Different soils have different available water holding capac­ities (Table 1). Sands can’t hold very much water compared to silts and clays. A plant’s rooting depth is also an impor­tant consideration. A plant with deeper roots has access to a much larger volume of soil and, consequently, to a larger reservoir of soil water to draw upon before it runs out, compared to a shallow-rooted plant (such as onions or potatoes). Applying more water than a soil can hold simply results in deep percolation: water that is lost below the root zone of the plant, along with essential plant nutrients and other soluble compounds.

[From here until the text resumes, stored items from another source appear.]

Issue #7968, opened 2019-11-18
Set MYPY_CONFIG_FILE_DIR environment variable


blueyed:
In addition to / as an alternative to https://github.com/python/mypy/issues/7967 mypy could set an environment variable of the config file being used.

This could be used with e.g. `mypy_path` then (`mypy_path = $MYPY_CONFIGFILE/src`), and also with defaults like `cache_dir`.

JukkaL:
I like this better than #7967, since this preserves backward compatibility. My proposal for the name of the variable is `MYPY_CONFIG_FILE_DIR`.

mridullpandey:
hi @blueyed  i want work on it will  you please elaborate  it

blueyed:
@mridullpandey 
What is unclear here?
It should set `MYPY_CONFIG_FILE_DIR` in `os.environ`, so that it can be expanded / is available while parsing the config.

blueyed:
btw: I think `$MYPY_CONFIG_FILE(_PATH)` might be more flexible: it would provide the actual file (which might be `mypy.ini`, `setup.cfg` etc), and could also be used as `$MYPY_CONFIG_FILE/../…` to have its directory then.
While `$MYPY_CONFIG_FILE_DIR` might be more explicit, we might end up with adding `$MYPY_CONFIG_FILE_PATH` additionally afterwards.

JukkaL:
@blueyed Do you have a use case for using the path to the config file, instead of the directory where it's located? Using `..` after a path to a file looks odd to me (though it's not hard to support), and I'd rather avoid it.

@mridullpandey Config file parsing is implemented in `mypy.config_parser`. In particular, `expand_path` seems relevant.

blueyed:
@JukkaL 
Not really, but thought about it when adding `PYTEST_CONFIG_{FILE,DIR}` to pytest, and figured it might be more flexible, since you cannot determine the ini file being used from the dir (due to different names).
As for pytest I've thought that processes/tests being run by pytest then might be able to get the used config file location, but have not thought much about a use case.

`$file/..` is a bit weird, but gets resolved fine via `os.path.{normpath,realpath}`.

So I am +0 myself on using the file - mainly to avoid having to add another env var later, and given that it is more explicit/precise.  But it has the downside of having to append "/.." for the more typical use case (this issue).

joybhallaa:
i'm taking this issue

gvanrossum:
PR was reverted (it broke CI).

PR #8574, opened 2020-03-22
Modified expand_path in config_parser to add environment var for mypy_path

### LINKED ISSUE #7967: Treat relative paths in config file relative to config file, not cwd
When using `mypy_path = src` it should be treated relative to the config file (if any), not the current working directory.
This also applies to the default of `cache_dir` (`.cache_dir`), which currently gets created in the current working directory always.

I.e. a detected/found (project) config file could be treated as the root for options with relative defaults also.

As for `mypy_path` this could be achieved in the type callback, which then however would need the config file / root as a new argument:
https://github.com/python/mypy/blob/84126ab9985844d8cda3809688034af895fdaf7c/mypy/config_parser.py#L75

As for global user config files, it should treat relative files therein relative to it, but it should not be used as a root for default settings like cache_dir.

ashutosh1919:
Possibly fixes #7967 and #7968 .
@JukkaL, @ethanhs and @blueyed , Please review this PR.

### DIFF
--- a/mypy/config_parser.py
+++ b/mypy/config_parser.py
@@ -40,7 +40,7 @@ def expand_path(path: str) -> str:
     """
 
     expanded_path = os.path.expandvars(os.path.expanduser(path))
-    if os.environ.get('MYPY_CONFIG_FILE_DIR')=='False':
+    if 'MYPY_CONFIG_FILE_DIR' not in os.environ:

At first, as the soil water is depleted from field capacity (100%

of available water) down towards permanent wilting point (0% of the available water) plant production is gener­ally not affected, but there is a point at which production drops off (Figure 2). This point is commonly chosen as a management allowable deficit (MAD). This point and the shape of this curve are different for different plants. Soil water depletion below this MAD point will result in signifi­cant yield losses.

Soil Moisture Sensors

The major types of soil moisture sensors are listed in Table 2 and grouped according to the technology used to measure soil moisture. There are a variety of good publica­tions that describe the various sensors’ comparative advan­tages and disadvantages and their installation procedures (Enciso et al., 2012; Shock et al., 2001; Paige and Keefer 2008; and Evett et al., 2003, 2007, and 2011). There is additional information on the installation and use of these sensors on the various manufacturers’ websites.